• About this exercise: Every record, from first to last, should be retyped word for word.
[[ Records for this exercise open ]]
PR #2143, opened 2024-07-15
Fixes border radius on top corners of `Table` component

Ben-Pusey-Bentley:
## Changes

This PR fixes an after PR TODO on this PR: #2092 Adds `border-radius` to the `.iui-table` class so that the border radius values are correctly applied to the `Table`s corners. Also removes the `border-radius` from the `.iui-table-header-wrapper` and `.iui-table` classes, and replaces the `border-radius: inherit` on the last `.iui-table-row` with a direct declaration. 
Before: 
image
After: 
image

After PR TODOs
- [ ]  Remove cuts from corners of expandable row when expanded. [discussion](https://github.com/iTwin/iTwinUI/pull/2143#discussion_r1687126744)

## Testing

Updated failing test images for the react visual tests.

## Docs

Added patch changesets for CSS and React packages.


packages/itwinui-css/src/table/base.scss
mayank99, line 1: I think you might have misunderstood the task, because this PR does not fix the issue and it also uses inheritance (which I explicitly asked to avoid in https://github.com/iTwin/iTwinUI/pull/2092#discussion_r1664229041).

The issue is that the Table currently has square corners when it should have rounded corners. Even in the new story from this PR, you can see that the corner is a square edge.



For comparison, you can look at the [Table from v2](https://itwin.github.io/iTwinUI/legacy/v2/react/?path=/story/core-table--basic) which does have properly rounded corners.

Ben-Pusey-Bentley: Okay, I will move this PR to draft and rework it to work on the actual issue.

packages/itwinui-css/src/table/base.scss
```diff
@@ -39,6 +39,7 @@
   flex-shrink: 0;
   font-weight: var(--iui-font-weight-semibold);
   border-block-end: 1px solid var(--iui-color-border);
+  border-radius: inherit;
```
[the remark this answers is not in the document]
Ben-Pusey-Bentley: Adding `border-radius` to `.iui-table` definitely seems to be the way to go, since the `.iui-table-header-wrapper` class doesn't have the full width of the table anymore.
The `.iui-table-header-wrapper` in iTwinUI v2:
image
The `.iui-table-header-wrapper` in iTwinUI v3:
image
The scrollbar seems to look okay with the curved corners on Firefox and Chrome.
Fireforx:
image
Chrome:
image

Border radius inheritance is a trickier issue here, since we do draw borders around the expandable sub content on `Table`s, and if those borders don't also have rounded corners, then they will slightly clip out of `Table` See the bottom left corner of this screenshot: 

image

It probably makes more sense to define the border radius on that corner directly, instead of relying on a chain of inheritance like we currently do, since that chain can be broken. It might make sense for the bottom right corner of this expandable content to have a square corner, though, since it isn't directly on the rounded corner of the `Table` like the bottom left corner is. What do you think? Should the bottom right corner of the expandable content be squared, or rounded?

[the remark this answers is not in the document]
Ben-Pusey-Bentley: I've added `border-radius` to the `.iui-table` class in this [commit](https://github.com/iTwin/iTwinUI/pull/2143/commits/8c863354915af873335a9d64779a851867aa3e19). Also updated changesets and the PR description to reflect this change.

packages/itwinui-css/src/table/base.scss
Ben-Pusey-Bentley: I have reworked the PR to add `border-radius` to the corners of the `Table` component and marked it as ready for review again.

packages/itwinui-css/src/table/base.scss
```diff
@@ -154,7 +153,8 @@
   display: flex;
 
   &:last-of-type {
-    border-radius: inherit;
+    border-end-start-radius: var(--iui-border-radius-1);
+    border-end-end-radius: var(--iui-border-radius-1);
```
mayank99, line 157: This is also getting applied to the table-header row, which is not desirable.

I believe we only want it for rows inside the table-body, and only when there is no paginator.

mayank99: Also there might be some remaining instances of `border-radius: inherit` that could be removed.

Ben-Pusey-Bentley: Updated the selectors so that the border radius is only applied in table-body when there is not paginator in this [commit](https://github.com/iTwin/iTwinUI/pull/2143/commits/452e3fe26f0daf7e83d6e5dad3d41f8a141a948f).

Trying to remove the last instance of `border-radius: inherit` from the file as well, and currently causing unexpected visual changes. The instance is on the first table cell of a row, currently trying to create a selector so that the border radius appears when we expect it to.

Ben-Pusey-Bentley: The last instance of `border-radius: inherit` has been correctly replaced in this [commit](https://github.com/iTwin/iTwinUI/pull/2143/commits/9089064cb8da806af525cef40b967c10bc36b16e). Also updated a react screenshot to remove a curved bottom left corner from the header row.

packages/itwinui-css/src/table/base.scss
```diff
@@ -397,9 +394,14 @@
   position: relative;
   word-break: break-word;
 
+  .iui-table-body:not(:has(+ .iui-table-paginator)) > .iui-table-row:last-of-type & {
+    &:first-of-type {
+      border-end-start-radius: var(--iui-border-radius-1);
```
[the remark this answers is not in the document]
Ben-Pusey-Bentley: Yes, the cell also needs the `border-radius` style. Not having it causes the border to become straight along the cell. Video (watch the bottom left corner of the table): 

https://github.com/user-attachments/assets/a52170a9-59fc-4f98-a494-46c29650f4cd

The rows also need the styling on them, since the expandable content rows do not have cells inside of them, and rely on the `border-radius` provided by the rows.

packages/itwinui-css/src/table/base.scss
```diff
@@ -308,6 +303,13 @@
     }
     // #endregion Statuses & states
   }
+
+  .iui-table-body:not(:has(+ .iui-table-paginator)) & {
+    &:last-of-type {
+      border-end-start-radius: var(--iui-border-radius-1);
+      border-end-end-radius: var(--iui-border-radius-1);
```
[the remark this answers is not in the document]
Ben-Pusey-Bentley: I'm not sure what you mean. The `border-radius` on the row class is visible through the border provided to the expanded content. Video (watch the bottom corners of the table): 

https://github.com/user-attachments/assets/38e2bac3-10fe-42e9-ae81-063c9943f3f8

packages/itwinui-css/src/table/base.scss
mayank99: Could you explain this long selector? You lost me here 😅



Also there is another instance of `border-radius` left in the React code.

https://github.com/iTwin/iTwinUI/blob/e4b624be6e9e3baf08962c99a1c3c42a22400401/packages/itwinui-react/src/core/Table/Table.tsx#L1156-L1161

Ben-Pusey-Bentley: Okay, so after selecting `.iui-table-body`s where there is no `.iui-table-paginator` present, we select the last `.iui-table-row` child, and select the first `.iui-table-cell` child of the row to add the bottom left border radius. Added a comment to explain what the selector is doing in this [commit](https://github.com/iTwin/iTwinUI/pull/2143/commits/2cb214c19ad85e29a973a0e52c3d2583f1eb1c80).

Also removed the inherited `border-radius` from the React code in this [commit](https://github.com/iTwin/iTwinUI/pull/2143/commits/9d99d206a8b5d48ab5560a0617ab8d00ad79218b)

packages/itwinui-css/src/table/base.scss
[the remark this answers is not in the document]
Ben-Pusey-Bentley: I see. I have rounded that corner and updated the test images in this [commit](https://github.com/iTwin/iTwinUI/pull/2143/commits/50abbf8079e05a0a33746eb65dc92d4fefd35a9a).

packages/itwinui-css/src/table/base.scss
```diff
@@ -397,9 +394,19 @@
   position: relative;
   word-break: break-word;
 
+  //Adds the border-radius only to the first and last cells in the last row of the table body when the table has no paginator.
```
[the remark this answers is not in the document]
Ben-Pusey-Bentley: Updated in this [commit](https://github.com/iTwin/iTwinUI/pull/2143/commits/d2b86a202bc996d9c2599cd39fff758757a26b2e).

apps/react-workshop/cypress-visual-screenshots/baseline/Table.test.ts-Expandable.png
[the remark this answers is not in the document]
Ben-Pusey-Bentley: Added an after PR TODO for this to the PR description, since it doesn't seem to be related to `border-radius` as `border-radius` isn't defined for those corners.

mayank99 (approved):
[[ Records for this exercise closed ]]
• Response to the task:
PR #2143, opened 2024-07-15
Fixes border radius on top corners of `Table` component

Ben-Pusey-Bentley:
## Changes

This PR fixes an after PR TODO on this PR: #2092 Adds `border-radius` to the `.iui-table` class so that the border radius values are correctly applied to the `Table`s corners. Also removes the `border-radius` from the `.iui-table-header-wrapper` and `.iui-table` classes, and replaces the `border-radius: inherit` on the last `.iui-table-row` with a direct declaration. 
Before: 
image
After: 
image

After PR TODOs
- [ ]  Remove cuts from corners of expandable row when expanded. [discussion](https://github.com/iTwin/iTwinUI/pull/2143#discussion_r1687126744)

## Testing

Updated failing test images for the react visual tests.

## Docs

Added patch changesets for CSS and React packages.


packages/itwinui-css/src/table/base.scss
mayank99, line 1: I think you might have misunderstood the task, because this PR does not fix the issue and it also uses inheritance (which I explicitly asked to avoid in https://github.com/iTwin/iTwinUI/pull/2092#discussion_r1664229041).

The issue is that the Table currently has square corners when it should have rounded corners. Even in the new story from this PR, you can see that the corner is a square edge.



For comparison, you can look at the [Table from v2](https://itwin.github.io/iTwinUI/legacy/v2/react/?path=/story/core-table--basic) which does have properly rounded corners.

Ben-Pusey-Bentley: Okay, I will move this PR to draft and rework it to work on the actual issue.

packages/itwinui-css/src/table/base.scss
```diff
@@ -39,6 +39,7 @@
   flex-shrink: 0;
   font-weight: var(--iui-font-weight-semibold);
   border-block-end: 1px solid var(--iui-color-border);
+  border-radius: inherit;
```
[the remark this answers is not in the document]
Ben-Pusey-Bentley: Adding `border-radius` to `.iui-table` definitely seems to be the way to go, since the `.iui-table-header-wrapper` class doesn't have the full width of the table anymore.
The `.iui-table-header-wrapper` in iTwinUI v2:
image
The `.iui-table-header-wrapper` in iTwinUI v3:
image
The scrollbar seems to look okay with the curved corners on Firefox and Chrome.
Fireforx:
image
Chrome:
image

Border radius inheritance is a trickier issue here, since we do draw borders around the expandable sub content on `Table`s, and if those borders don't also have rounded corners, then they will slightly clip out of `Table` See the bottom left corner of this screenshot: 

image

It probably makes more sense to define the border radius on that corner directly, instead of relying on a chain of inheritance like we currently do, since that chain can be broken. It might make sense for the bottom right corner of this expandable content to have a square corner, though, since it isn't directly on the rounded corner of the `Table` like the bottom left corner is. What do you think? Should the bottom right corner of the expandable content be squared, or rounded?

[the remark this answers is not in the document]
Ben-Pusey-Bentley: I've added `border-radius` to the `.iui-table` class in this [commit](https://github.com/iTwin/iTwinUI/pull/2143/commits/8c863354915af873335a9d64779a851867aa3e19). Also updated changesets and the PR description to reflect this change.

packages/itwinui-css/src/table/base.scss
Ben-Pusey-Bentley: I have reworked the PR to add `border-radius` to the corners of the `Table` component and marked it as ready for review again.

packages/itwinui-css/src/table/base.scss
```diff
@@ -154,7 +153,8 @@
   display: flex;
 
   &:last-of-type {
-    border-radius: inherit;
+    border-end-start-radius: var(--iui-border-radius-1);
+    border-end-end-radius: var(--iui-border-radius-1);
```
mayank99, line 157: This is also getting applied to the table-header row, which is not desirable.

I believe we only want it for rows inside the table-body, and only when there is no paginator.

mayank99: Also there might be some remaining instances of `border-radius: inherit` that could be removed.

Ben-Pusey-Bentley: Updated the selectors so that the border radius is only applied in table-body when there is not paginator in this [commit](https://github.com/iTwin/iTwinUI/pull/2143/commits/452e3fe26f0daf7e83d6e5dad3d41f8a141a948f).

Trying to remove the last instance of `border-radius: inherit` from the file as well, and currently causing unexpected visual changes. The instance is on the first table cell of a row, currently trying to create a selector so that the border radius appears when we expect it to.

Ben-Pusey-Bentley: The last instance of `border-radius: inherit` has been correctly replaced in this [commit](https://github.com/iTwin/iTwinUI/pull/2143/commits/9089064cb8da806af525cef40b967c10bc36b16e). Also updated a react screenshot to remove a curved bottom left corner from the header row.

packages/itwinui-css/src/table/base.scss
```diff
@@ -397,9 +394,14 @@
   position: relative;
   word-break: break-word;
 
+  .iui-table-body:not(:has(+ .iui-table-paginator)) > .iui-table-row:last-of-type & {
+    &:first-of-type {
+      border-end-start-radius: var(--iui-border-radius-1);
```
[the remark this answers is not in the document]
Ben-Pusey-Bentley: Yes, the cell also needs the `border-radius` style. Not having it causes the border to become straight along the cell. Video (watch the bottom left corner of the table): 

https://github.com/user-attachments/assets/a52170a9-59fc-4f98-a494-46c29650f4cd

The rows also need the styling on them, since the expandable content rows do not have cells inside of them, and rely on the `border-radius` provided by the rows.

packages/itwinui-css/src/table/base.scss
```diff
@@ -308,6 +303,13 @@
     }
     // #endregion Statuses & states
   }
+
+  .iui-table-body:not(:has(+ .iui-table-paginator)) & {
+    &:last-of-type {
+      border-end-start-radius: var(--iui-border-radius-1);
+      border-end-end-radius: var(--iui-border-radius-1);
```
[the remark this answers is not in the document]
Ben-Pusey-Bentley: I'm not sure what you mean. The `border-radius` on the row class is visible through the border provided to the expanded content. Video (watch the bottom corners of the table): 

https://github.com/user-attachments/assets/38e2bac3-10fe-42e9-ae81-063c9943f3f8

packages/itwinui-css/src/table/base.scss
mayank99: Could you explain this long selector? You lost me here 😅



Also there is another instance of `border-radius` left in the React code.

https://github.com/iTwin/iTwinUI/blob/e4b624be6e9e3baf08962c99a1c3c42a22400401/packages/itwinui-react/src/core/Table/Table.tsx#L1156-L1161

Ben-Pusey-Bentley: Okay, so after selecting `.iui-table-body`s where there is no `.iui-table-paginator` present, we select the last `.iui-table-row` child, and select the first `.iui-table-cell` child of the row to add the bottom left border radius. Added a comment to explain what the selector is doing in this [commit](https://github.com/iTwin/iTwinUI/pull/2143/commits/2cb214c19ad85e29a973a0e52c3d2583f1eb1c80).

Also removed the inherited `border-radius` from the React code in this [commit](https://github.com/iTwin/iTwinUI/pull/2143/commits/9d99d206a8b5d48ab5560a0617ab8d00ad79218b)

packages/itwinui-css/src/table/base.scss
[the remark this answers is not in the document]
Ben-Pusey-Bentley: I see. I have rounded that corner and updated the test images in this [commit](https://github.com/iTwin/iTwinUI/pull/2143/commits/50abbf8079e05a0a33746eb65dc92d4fefd35a9a).

packages/itwinui-css/src/table/base.scss
```diff
@@ -397,9 +394,19 @@
   position: relative;
   word-break: break-word;
 
+  //Adds the border-radius only to the first and last cells in the last row of the table body when the table has no paginator.
```
[the remark this answers is not in the document]
Ben-Pusey-Bentley: Updated in this [commit](https://github.com/iTwin/iTwinUI/pull/2143/commits/d2b86a202bc996d9c2599cd39fff758757a26b2e).

apps/react-workshop/cypress-visual-screenshots/baseline/Table.test.ts-Expandable.png
[the remark this answers is not in the document]
Ben-Pusey-Bentley: Added an after PR TODO for this to the PR description, since it doesn't seem to be related to `border-radius` as `border-radius` isn't defined for those corners.

mayank99 (approved):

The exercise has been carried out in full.